Monday, March 27, 2006

Selling Honors

Tony Blair is in trouble. Time was when the funding of political parties was straightforward. The Tories were funded by big business and Labour by organised labour. Corporations are no longer allowed to fund the Tories and the Unions have insufficient funds to pay for New Labour - and in any case New Labour wants to distance itself from the Unions. Both parties turned to rich individuals -but the Labour Government discouraged that by making such gifts public, exposing some Tory donors as tax exiles.

To get round the regulations, both Parties solicited loans, that don't have to be declared, but may never be repaid. But if you loan a million pounds and don't want to be repaid, what do you want?To be called Sir?
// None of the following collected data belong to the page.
PR #2771, opened 2018-02-10
Introduce an option for Tidy to set the max line length (Fix #1891)

### LINKED ISSUE #1891: Tidy should split lines longer than n characters
It's pretty common in most languages to have a style convention limiting line length to something like 80 or 100 characters. Currently Tidy will split rows that have more than 8 cells, but if individual cells are long, then rows can get very long and hard to read. It would be nice if Tidy could split lines longer than some configurable value (with a reasonable default).

richardsavio:
PR for #1891.

Tidy currently reformats suites with eight cells per line regardless of
line length. This enhancement adds a `--maxlinelength` argument to tidy
that splits the line at the specified line length when possible.

A summary of changes introduced in this commit:

* Introduced a `--maxlinelength` option for Tidy
* `--maxlinelength` defaults to 80 characters by default
* It is only applicable to space separated and pipe separated robot
files. Tabs can have a configurable length, and many 3rd party HTML
formatters exist already which can do a very good job.
* Updated existing test data to have the correct default line length
(80 characters)
* Added new tests and new test data to test custom line length
* Updated usage text for Tidy with information about the option
* Update the userguide
* This PR however introduces a tighter coupling between rowsplitter.py,
formatters.py and filewriters.py. It may not be desirable.

Changes to the rowsplitter logic:
Originally, the row splitter would either split the row at 8 cells or split
depending on the presence of IF, ELSE, etc. so that they begin on a new
line.

Now, it calculates the line length based on how the row and the table
would be formatted, and calculates split indices based on that. It would
always split at 80 characters by default. And it will only use the new logic for
space and pipe separated txt files.

### DIFF
--- a/atest/robot/tidy/tidy_maxlinelength.robot
+++ b/atest/robot/tidy/tidy_maxlinelength.robot
@@ -1,0 +1,15 @@
+*** Settings ***
+Resource    tidy_resource.robot
+Test Setup        Create Directory     ${TEMP}
+Test Teardown     Remove Directory     ${TEMP}    recursive=True
+
+*** Test Cases ***
+Custom maxlinelength for test suite
+    [Template]    Run tidy with golden file and check result
+    -m 120 -f txt               golden_120_maxlinelength.robot
+    -m 120 -f txt --usepipes    golden_pipes_120_maxlinelength.robot
+
+Custom maxlinelength for resource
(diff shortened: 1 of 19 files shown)


fabo-at-noona:
@pekkaklarck ping

PR #2796, opened 2018-03-28
updated docs to tell how to install from github using pip

rubygeek:
formatting looks different? but code looks same as other commands 🤔


rubygeek:
takes a short amount of time, and if a user runs it they can see it puts it in a temp place, so I dont think we need to explain.

```
time  pip install git+https://github.com/robotframework/RobotFramework.git
Collecting git+https://github.com/robotframework/RobotFramework.git
  Cloning https://github.com/robotframework/RobotFramework.git to /private/var/folders/dg/wrdwgxns5wj2lsyh9s453qn1nzl1qj/T/pip-_f78ggxz-build
Installing collected packages: robotframework
  Found existing installation: robotframework 3.0.2
    Uninstalling robotframework-3.0.2:
      Successfully uninstalled robotframework-3.0.2
  Running setup.py install for robotframework ... done
Successfully installed robotframework-3.0.3.dev20180315
...
pip install git+https://github.com/robotframework/RobotFramework.git  9.14s user 6.58s system 45% cpu 34.744 total
```

I looked in pip change log to find when installing with a git url was added, best i could determine was 0.3 :)

pekkaklarck:
pip 0.3 is so ancient it probably won't even work anymore. Perhaps it should just say something like "If you want to install the latest and possibly unreleased code directly from GitHub, you can use..."?

pekkaklarck:
Thanks @rubygeek!

PR #2802, opened 2018-04-08
Added note on calling pdb from a test case using evaluate

MarkJB:
Added a note to the User Guide on calling pdb directly from within a test case using the builtin evaluate keyword.

### DIFF
--- a/doc/userguide/src/ExecutingTestCases/BasicUsage.rst
+++ b/doc/userguide/src/ExecutingTestCases/BasicUsage.rst
@@ -668,18 +668,26 @@ Using the Python debugger (pdb)
 
 It is also possible to use the pdb__ module from the Python standard
 library to set a break point and interactively debug a running test.
-The typical way of invoking pdb by inserting
+The typical way of invoking pdb by inserting:
 
 .. sourcecode:: python
 
    import pdb; pdb.set_trace()
 
 at the location you want to break into debugger will not work correctly
-with Robot Framework, though, as the standard output stream is
+with Robot Framework, as the standard output stream is
 redirected during keyword execution. Instead, you can use the following:
 
 .. sourcecode:: python
 
    import sys, pdb; pdb.Pdb(stdout=sys.__stdout__).set_trace()
+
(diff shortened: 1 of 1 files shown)


MarkJB:
I missed a comma from the library imports, will update and resubmit the PR.

pekkaklarck:
You could have updated this one as well.

MarkJB:
Ok, I'll reopen and update.

MarkJB:
Ok, I didn't have to do anything other than commit and push to my fork and this PR automagically updated.

Is having two commits rather than one ok? (I don't know how to merge them into one).

Also what is the convention for the commit comment? Should I just have added a note that says 'Fixed syntax error' rather than using the same commit note again?

pekkaklarck:
Yeah, the PR is updated when you push something to the branch. A good reason to have dedicated topic branches if you are working with something bigger and, especially, if you want to work with multiple issues. Earlier it was advised to use Git magic to squash commits if the latter were just fixes for the original, but nowadays it's possible to squash while merging the PR.

doc/userguide/src/ExecutingTestCases/BasicUsage.rst
```diff
@@ -668,18 +668,26 @@ Using the Python debugger (pdb)
...
 
 .. sourcecode:: python
 
    import sys, pdb; pdb.Pdb(stdout=sys.__stdout__).set_trace()
 
+from within a python library or alternativley:
+
+.. sourcecode:: robotframework
+
+  evaluate  pdb.Pdb(stdout=sys.__stdout__).set_trace()  sys, pdb
```
pekkaklarck: We've used title case with keyword names and four spaces between arguments in examples elsewhere. Consistency with that style would be good. I'd also say `modules=sys, pdb` as the second argument would be a little clearer.

MarkJB: I've added the suggested changes.

pekkaklarck:
Thanks, merged!

PR #2845, opened 2018-05-28
Correct example of "Should Contain"

jiranat:
The example of "Should Contain" keyword (documentation) should use ignore_case instead of case_insensitive.


pekkaklarck:
Good catch and thanks for PR!

Issue #2835, opened 2018-05-10
Screenshot library enhancements


piotrpruski:
Hello,

On behalf of my team I would like to ask you to implement new features/enhancements in Screenshot library. When using Take Screenshot we would like to have possibility to change format of saved file for example for *.png and have a possibility to change compression ratio - this would help to reduce size of files generated during bigger suites where a lot of Take Screenshot is triggered.

ksokolowski:
Hello.
Yes, the possibility to change file format and compression level would be really helpful. Even with existing default JPG file format it would be great to be able to change compression level. In my team, any larger RF test round is currently generating now about 100 MB of data and most of it are screenshots. Cutting this in half would be great improvement, 
https://blog.codinghorror.com/a-comparison-of-jpeg-compression-levels-and-recompression/
We could safe a lot of disk space on our Jenkins servers, if we could already choose specific compression/quality ratio for JPG files. This could be an option when importing Screenshot library.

A knighthood is all very well if you want to think of yourself dressed up in armour and riding a horse, but a Lordship carries a seat in the House of Lords. When Baron Sausagemaker sat in his country seat and was content to Lord it in the County where he rode to hounds and Lady Sausagemaker entertained the County Set, and the only time he used his vote was when they threatened to abolish foxhunting, it was sort of alright. There was no great threat to the Constitution in buying and selling honours. The House of Lords is the best gentleman's club in London (some say the world); the booze is cheap, the view marvellous and they even pay you a couple of hundred quid for turning up. There is a long tradition; Lloyd George even had a price list: so much for a marquis, so much for a duke. And all those hereditary peers got their gongs by being a crony of Charles the first or the illegitimate son of Charles the second or some other reward for services rendered.

What's different now is that Tony Blair has reformed the House of Lords. Most of the hereditary peers have lost the right to vote, but the newly created ones haven't. They are not just getting a nice restaurant by the Thames, they are buying a vote; instead of being one in 40 million when it comes to having their say, they are becoming one in 600.

Selling honours may sound pretty crass and venial, but it is better than selling influence. Dressing up in ermine and going on parades is pretty harmless. Paying a million to influence decisions or change the law isn't.

So, completing the reform of the House of Lords becomes urgent. The Prime Minister's patronage has to be removed. A major elected element is vital. But if both houses are elected, which will have supremacy? Both can claim electoral legitimacy; the more recently elected will have to win.

The Upper House is supposed to be a Reforming Chamber; somewhere where legislation can be scrutinized and revised. It needs thought and common sense; not emotion. From somewhere it has to recruit experts and the worldly wise. These are not necessarily the skills of politicians.